My Turn: Critics overlook the strengths of Common Core

Last modified: 2/19/2015 4:20:12 PM
Barely five years old, the Common Core was produced through the joint efforts of the National Governors Association’s Center for Best Practices and the Council of Chief State School Officers. Both groups were concerned that our nation’s young people were arriving at college unprepared to succeed there, were not attending college at all, or were unprepared to enter the workforce. In brief, American kids were falling short of the mark here at home and internationally.

The Governors Association and State School Officers took stock of our educational needs and shortcomings. They concluded that shared core standards would improve the preparation all of our kids receive in school. The Common Core emerged from a lengthy, thorough, open process in which all 50 states participated. The skills our kids need to succeed in college and beyond were identified. Then K-12 standards were created in the form of grade-specific expectations focused on reading and mathematics, with a heavy emphasis on critical thinking and analysis of information. The Common Core is designed like a stairway, leading step by step to the sophisticated skills needed for success in the complex world of today.

For example, one of the reading standards expects a third-grader to “compare and contrast the most important points and key details presented in two texts on the same topic.” A sixth-grader is expected to “trace and evaluate the argument and specific claims in a text, distinguishing claims that are supported by reasons and evidence from claims that are not.” The mathematics standards expect high school seniors to be able to “recognize the purposes of and differences among sample surveys, experiments, and observational studies; explain how randomization relates to each.”

You can read all of the standards for yourself at corestandards.org. They are freely available to the public and to any school district interested in using them to help with its curriculum design. Although the Common Core is optional here in New Hampshire, virtually all school districts in our state have chosen to use these standards or created their own higher ones. Why? Because they provide an excellent framework for a sound curriculum.

The Common Core is not a federally mandated program. It originated with and was developed by the states, not the federal government. It does not require a curriculum with specific content. It does not require any particular form of testing. It is simply a set of guidelines designed to improve educational outcomes, for local school districts to use as they see fit.

Why would we not want our kids to fully develop their capacity to think critically, to analyze an argument, and to construct rational, reasoned arguments of their own? Why, in this mathematics-dominant age, would we not want them to become true mathematical thinkers who can understand and manipulate quantitative data?

The Common Core is not a testing program.

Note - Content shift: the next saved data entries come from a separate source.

PR #271, opened 2026-03-02
263 step for alphafold multimer query json generation

### LINKED ISSUE #263: Step for AlphaFold multimer query json generation
## Issue description
We need a new step that lets the user enter a variable number of proteins. Then, a JSON file should be generated that the user can upload to the AlphaFold Server to generate the prediction for these proteins.

## Acceptance Criteria
- [x] Enter a variable number of protein IDs for the prediction.
- [x] For each protein be able to enter the number of copies (>=1).
- [x] Make sure that at least 2 protein ids/2 copies of one protein were entered.
- [x] Use uniprot to get the amino acid sequences of the proteins.
- [x] Generate a json in the AlphaFold json query format (see https://github.com/google-deepmind/alphafold/blob/main/server/README.md)
- [x] Have a new output tab called "Downloads".
- [x] Have a button in the "Downloads"-Tab to download the generated json.

AnnaPolensky:
## Description
fixes #263 
Added a new Output-Tab "Downloads":
grafik
Therefore, introduced a new category of step methods, so that we have calc_method, plot_method and download_method.
Used the new download_method, to add a new step "AlphaFoldMultimerQueryJsonGeneration". User can input a list of uniprot ids and how many copies he wants to have of each protein. One can also add a seed if one wants to use a specific seed. Then a json-File is being generated that can be downloaded via the button in the Downloads-Tab.
grafik

## Changes
backend/protzilla/importing/query_generation.py contains the method for generating the json
backend/protzilla/steps.py contains most of the changes for adding a download_method
frontend/src/components/app/run-screen/run-screen.tsx contains frontend changes for displaying the download-Tab and generating a button for each download.

## Testing

1. Add the query generation step (section importing).
2. Enter protein ids (e.g. I tested with "O43242 O432432" and "2 2", although I believe that that is a query that does not make sense from a biological point of view).
3. Enter a seed or not. (Maybe try both versions.)
4. Calculate step.
5. Go to download-Tab and hit the download button.
6. See that the downloaded file follows this format: https://github.com/google-deepmind/alphafold/blob/main/server/README.md
7. (optional) Go to https://alphafoldserver.com/, continue with your Google-Account and check that you can upload the json:
grafik

Feel free to try different ids and different numbers of copies or try to break the step by putting in different input compared to the specified format.

## PR checklist
**Development**
 
**Mergeability**
 
**Code review**


backend/protzilla/importing/query_generation.py
```diff
@@ -0,0 +1,104 @@
...
+    :return: dict (messages, downloads), downloads contains a dictionary mapping a generated filename
+             to the AlphaFold Multimer query JSON string (wrapped in square brackets as required by AlphaFold server)
+    :raises ValueError: If the number of copies or the model seeds cannot be parsed as integers.
+    :raises requests.exceptions.HTTPError: If fetching a UniProt FASTA sequence fails.
+    """
+    messages = []
+
+    # extract protein_ids and number of copies per id and make sure they have the same length
+    if "," in protein_ids:
+        uniprot_ids = protein_ids.split(",")
```
Elena-kal: Maybe also remove all whitespaces. I am not sure whether my problems came from that...

backend/protzilla/importing/query_generation.py
```diff
@@ -0,0 +1,104 @@
...
+    else:
+        uniprot_ids = protein_ids.split()
+    try:
+        if "," in number_copies:
+            copies_per_id = [int(input) for input in number_copies.split(",")]
```
Elena-kal: On the other hand, this split(",") worked I think

backend/protzilla/importing/query_generation.py
```diff
@@ -0,0 +1,104 @@
...
+            copies_per_id = [int(input) for input in number_copies.split()]
+    except ValueError as e:
+        messages.append(
+            dict(
+                level=logging.ERROR,
+                msg=f"Invalid list of number of copies per id: please provide space-separated integers",
+            )
+        )
+        raise ValueError(
+            "Invalid list of number of copies per id: please provide space-separated integers"
```
Elena-kal:
```suggestion
        msg=f"Invalid list of number of copies per id: please provide space-separated integers"
        messages.append(
            dict(
                level=logging.ERROR,
                msg=msg,
            )
        )
        raise ValueError(
            msg
```

backend/protzilla/importing/query_generation.py
```diff
@@ -0,0 +1,104 @@
...
+                msg=f"For at least one protein id, the number of copies is missing in the input.",
+            )
+        )
+        return dict(messages=messages, downloads={})
+
+    if sum(copies_per_id) < 2:
+        messages.append(
+            dict(
+                level=logging.ERROR,
+                msg=f"Please use the monomer steps, for only validating one protein.",
```
Elena-kal:
```suggestion
                msg=f"Please use the monomer steps to validate only one protein.",
```

backend/protzilla/methods/importing.py
```diff
@@ -607,3 +610,45 @@ def create_form(self):
...
+                NumberField(
+                    name="model_seed",
+                    label="Model seed for AlphaFold",
+                    min=-1,
+                    max=4294967295,
+                    value=-1,
+                ),
+                InfoField(
+                    label="Leave -1 if you want to use a random seed.\n"
+                    "Otherwise enter a seed (=integer between 0 and 4294967295)"
```
Elena-kal:
```suggestion
                    "Otherwise enter a seed (integer between 0 and 4294967295)"
```

backend/tests/main/test_views_helper.py
```diff
@@ -15,6 +15,8 @@ def test_get_all_possible_step_names():
         "FastaImport",
         "AlphaFoldPredictionLoad",
         "CrosslinkingImport",
+        "AlphaFoldMultimerQueryJsonGeneration",
+        "AlphaFoldMultimerQueryJsonGeneration",
```
Elena-kal: Why twice?

backend/protzilla/importing/query_generation.py
```diff
@@ -0,0 +1,104 @@
...
+            {
+                "proteinChain": {
+                    "sequence": amino_acid_sequence,
+                    "count": copies,
+                }
+            }
+        )
+    query_as_string = f"[{json.dumps(query)}]"
+    return dict(
+        messages={},
```
Elena-kal: Why don't we return messages? And even if we want this to be empty, wouldn't we want the messages to be an empty list not a dict?

backend/protzilla/importing/query_generation.py
```diff
@@ -0,0 +1,104 @@
...
+    if len(uniprot_ids) != len(copies_per_id):
+        messages.append(
+            dict(
+                level=logging.ERROR,
+                msg=f"For at least one protein id, the number of copies is missing in the input.",
+            )
+        )
+        return dict(messages=messages, downloads={})
+
+    if sum(copies_per_id) < 2:
```
Elena-kal: Shouldn't we check the individual copies also? We would not want -1 or 0 in their right? Technically we could have 3 copies of one and -1 for the other and this woudl still be false.

backend/protzilla/importing/query_generation.py
```diff
@@ -0,0 +1,104 @@
...
+                "proteinChain": {
+                    "sequence": amino_acid_sequence,
+                    "count": copies,
+                }
+            }
+        )
+    query_as_string = f"[{json.dumps(query)}]"
+    return dict(
+        messages={},
+        downloads={f"prediction_query_{'_'.join(uniprot_ids)}": query_as_string},
```
Elena-kal: this file name could become very long if we use too many uniprot ids. maybe we could truncate it to prevent this.

Elena-kal (changes requested):
One major problem is that inputting the uniprot ids like this: "P69905, P68871" does not work while "P69905 P68871" is fine. Should be fixed by stripping the whitespaces though. 
Another issue I came across is that the step is validated (gets the green checkmark) even though there are error messages. This does not happen in other steps.
I also added a few suggestions to the code but overall the code seems fine. 
I tested a few structures and used the json file for alphafold predictions. This worked very well. I am also very convinced of the downloads tab, I like it a lot and I think it could be useful for other steps as well.

backend/protzilla/importing/query_generation.py
AnnaPolensky: I think, too, that this caused your problem. I originally did not remove the whitespaces because I only added the comma-separated lists to support copy-paste from Excel where no whitespaces would be included. Changed this now.

backend/protzilla/importing/query_generation.py
AnnaPolensky: Because we are having an additional cast to an int here, so the cast kind of removes the whitespaces.

backend/protzilla/importing/query_generation.py
AnnaPolensky: I feel like the user should be capable of not entering a negative amount of copies. However, I added an additional check.

backend/protzilla/importing/query_generation.py
AnnaPolensky: Thanks for pointing out, I added a success message.

backend/protzilla/importing/query_generation.py
AnnaPolensky: I added another input field, the user now enters the filename themselves.

AnnaPolensky:
> One major problem is that inputting the uniprot ids like this: "P69905, P68871" does not work while "P69905 P68871" is fine. Should be fixed by stripping the whitespaces though. Another issue I came across is that the step is validated (gets the green checkmark) even though there are error messages. This does not happen in other steps. I also added a few suggestions to the code but overall the code seems fine. I tested a few structures and used the json file for alphafold predictions. This worked very well. I am also very convinced of the downloads tab, I like it a lot and I think it could be useful for other steps as well.

You can now enter comma- and space-separated ids like "P69905, P68871". Also, changed the validation of the step. Happy to hear that you like the download tab :)

backend/protzilla/methods/importing.py
```diff
@@ -607,3 +610,49 @@ def create_form(self):
...
+
+    output_keys = ["downloads"]
+
+    def create_form(self):
+        return Form(
+            label="AlphaFold Multimer Query JSON Generation",
+            input_fields=[
+                TextField(
+                    name="name",
+                    label="File name and AlphaFold job name for generated query",
```
tE3m, line 640: this label should probably tell the user that the text they enter is only the _stem_ of the filename, since .json is appended automatically

backend/main/views.py
```diff
@@ -624,6 +624,31 @@ def get_step_plots(request):
...
 
 
+def get_step_downloads(request):
+    if request.method == "POST":
+        data = json.loads(request.body)
+        run_name = data.get("run_name")
+
+        run = Run(run_name)
+        if run.current_step is not None:
+            downloads = run.current_downloads.downloads
```
tE3m: this reads rather weirdly - maybe the `Downloads` class should implement `__iter__`, like `Output` does. What does `current.downloads` mean, if we have to access that variable's `downloads` field? Alternatively, `run.current_downloads could` just return `self.current_step.downloads.downloads`

backend/protzilla/importing/query_generation.py
```diff
@@ -0,0 +1,115 @@
...
+        msg = f"Invalid list of number of copies per id: please provide space-separated integers"
+        messages.append(
+            dict(
+                level=logging.ERROR,
+                msg=msg,
+            )
+        )
+        raise ValueError(msg)
+    if len(uniprot_ids) != len(copies_per_id):
+        msg = f"For at least one protein id, the number of copies is missing in the input."
```
tE3m: This is not necessarily true - we only know that the lengths are not equal. There might just as well be more copy counts than protein IDs

tE3m (commented):
some minor adjustments, but good changes overall

backend/protzilla/importing/query_generation.py
tE3m: maybe we could tell the user the length of the lists? They're not exactly easy to read in the current UI

backend/main/views.py
```diff
@@ -682,6 +682,42 @@ def get_step_plots(request):
         )
 
 
+def get_downloads_from_step(request: HttpRequest):
+    """
+    API call. Returns a base64-encoded PNG of a step output to the front-end
+    """
```
jorisfu: fix docstring

jorisfu (changes requested):
Technically fine. Right now we're pretty much limited to "downloads" being basically only JSONs (serialisation both in API and YAML would go haywire if it was anything else). We should refactor this as soon as we add more general downloads, but for now please merge. Mabye add this as a comment somewhere so people don't randomly add byte sequences as "downloads" to their outputs.

PR #288, opened 2026-03-09
feat: add more elaborate selection of the next step after a step was …

### LINKED ISSUE #287: Smart selection of next step
## Issue description
When the user clicks "next" after executing a step, one of the child nodes of the step will be chosen as the next step. Sometimes that's not the most logical choice since a step might be chosen that has preceeding steps that have not been calculated yet but another step might have all its predecessors calculated, so it would be more logical to choose that step.

## Acceptance Criteria
- [x] A step won't be chosen if it has preceeding steps that have not been calculated yet.
- [x] If there are several steps that can be calculated we prefer steps that are children of the current step.
- [x] If none of the child steps of our current step can be calculated immediately, we want to pick a step that can be calculated that is an ancestor of one of our child steps.

AnnaPolensky:
## Description
fixes #287 -> Changed how the next step is picked when clicking the "Next"-Button after a step was calculated.
If a step is a terminal step, the next step is an arbitrary computable step. Otherwise, if there is a computable immediate successor step, it is chosen as the next step. Otherwise, the next step is a computable preceding step of one of the immediate successors.
If all steps are already computed, there won't be a next step.

## Changes
backend/protzilla/step_manager.py: Introduced the function immediate_succeeding_steps and adapted the recommended_next_step_id function.

## Testing
Create a workflow and only navigate between the steps using the "Next"-Button. Check that the behaviour of the "Next"-Button matches the behaviour you would expect based on the acceptance criteria of the issue.

E.g. test the standard workflow with some small modifications:
grafik

## PR checklist
**Development**
 
**Mergeability**
 
**Code review**

### DIFF
--- a/backend/protzilla/step_manager.py
+++ b/backend/protzilla/step_manager.py
@@ -294,6 +294,7 @@ class StepManager:
                     preceeding_step_of_child_step.instance_identifier
                 ):
                     return preceeding_step_of_child_step.instance_identifier
+        return None
 
     def goto_step(self, step_id: StepID) -> None:
         """
--- a/backend/protzilla/step_manager.py
+++ b/backend/protzilla/step_manager.py
@@ -119,6 +119,14 @@ class StepManager:
         descendant_ids = list(nx.descendants(self.graph, step_id))
         return [self.all_steps[step_id] for step_id in descendant_ids]
 
+    def immediate_succeeding_steps(self, step_id: StepID) -> list[Step]:
+        """
+        :param step_id: ID of step of interest
+        :return: List of all immediate successors of the given step (all the child nodes in the graph)
+        """
+        child_ids = list(self.graph.successors(step_id))
+        return [self.all_steps[step_id] for step_id in child_ids]
+
     def step_is_terminal(self, step_id: StepID) -> bool:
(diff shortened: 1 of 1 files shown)


backend/protzilla/step_manager.py
```diff
@@ -251,12 +259,41 @@ def fallback_step_id(self) -> StepID:
...
+            arbitrary_child_step = self.immediate_succeeding_steps(
+                self.current_selected_step_id
+            )[0]
+            for preceeding_step_of_child_step in self.preceding_steps(
+                arbitrary_child_step.instance_identifier
+            ):
+                if _possible_next_step(
+                    preceeding_step_of_child_step.instance_identifier
+                ):
+                    return preceeding_step_of_child_step.instance_identifier
```
jorisfu, line 296: Can we add a `return None` here (at the very end of the function) just in case? Not sure if there is any condition that this doesn't catch and python would return None anyway, but I think it would be more explicit

jorisfu (changes requested):
Very very nice, really like the heuristic. Just one small change pls

NeleRiediger (approved):

PR #290, opened 2026-03-10
289 refactor outputs

### LINKED ISSUE #289: Refactor outputs
## Issue description
Right now there is outputs for outputs of the calc_method and plots for outputs of the plot_method. For some new steps we now have downloads or some visualisation as an output. Therefore, we want to generalise the outputs by adding typing to outputs.

## Acceptance Criteria
- [ ] All steps should still work and produce the expected output.
- [ ] We want to have tables, downloads and visualisations in outputs

jorisfu:
## Description
fixes #289 
Refactored outputs. Outputs is now a dict mapping the output-handle to an OutputItem (consisting of output_type and value). Messages, dataframes, lists and scalars are automatically converted into this format, for all other step outputs OutputItems should be created explicitly. 
The frontend now only displays output-tabs which contain output.

## Changes
Modifications to general output handling in `steps.py`. Serialisation adjustments in `disk_operator.py`. Other changes in other files.

## Testing
Play around with some steps and workflows and tell us which steps are broken so we can fix them yet again

## PR checklist
**Development**
 
**Mergeability**
- [x] 179-branch has been merged into local branch to resolve conflicts
 
**Code review**


backend/protzilla/disk_operator.py
```diff
@@ -43,6 +50,24 @@ def __exit__(self, exc_type, exc_val, exc_tb):
         return True
 
 
+##
+## Custom PyYAML representers/consturctors
```
NeleRiediger: Typo: constructor

NeleRiediger (approved):

backend/protzilla/steps.py
```diff
@@ -459,29 +460,98 @@ def invalidate(self) -> None:
...
+            elif isinstance(value, int):
+                self.output[key] = OutputItem(output_type=OutputType.INT, value=value)
+
+            elif isinstance(value, OutputItem):
+                self.output[key] = value
+
+            else:
+                raise ValueError(
+                    "Outputs must be passed as messages, dataframes, lists or OutputItems"
+                )
```
3dot141592, line 560: I think this may break for outputs like sklearn model, which still occur in e.g. classification.pyandclustering.py (i think elena said something about changing this?).

3dot141592 (commented):
Another thing that breaks: `metadata_column_assignment()` in `backend/protzilla/importing/metadata_import.py` returns `messages=dict()`, but `Output.update()` now only accepts `messages` as a list.

Also: maybe add `bool` and `str` to the supported output types as well? Right now `bool` would fall into the `int`, and plain string outputs do not seem to be handled at all.

backend/protzilla/steps.py
AnnaPolensky: Yes, Elena will take care of this.

AnnaPolensky:
> Another thing that breaks: `metadata_column_assignment()` in `backend/protzilla/importing/metadata_import.py` returns `messages=dict()`, but `Output.update()` now only accepts `messages` as a list.
> 
> Also: maybe add `bool` and `str` to the supported output types as well? Right now `bool` would fall into the `int`, and plain string outputs do not seem to be handled at all.

Since we don't have any steps with bool or str output we are not supporting these types right now. If someone adds a new step with a bool or str output this person should also add this to the supported output types.
We will add something for dealing with messages that are dicts and not lists.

The plain fact is that testing will continue to be an issue no matter what standards are chosen, and must be resolved apart from whatever standards are in use. Even if Common Core were to go away, schools that accept federal money would still have to give an annual statewide test to demonstrate that funds were well-spent.

To throw out the Common Core’s valuable “stairway to success” because we don’t like testing or because we don’t like Washington or because of whatever else we don’t like, seems foolish indeed. In fact, it flies in the face of plain old New Hampshire common sense. Our kids deserve better. Every step of the way.



(Claire Von Karls of Sugar Hill and Betsey Phillips of Franconia are members of the Northern Grafton County Women’s Political Group.)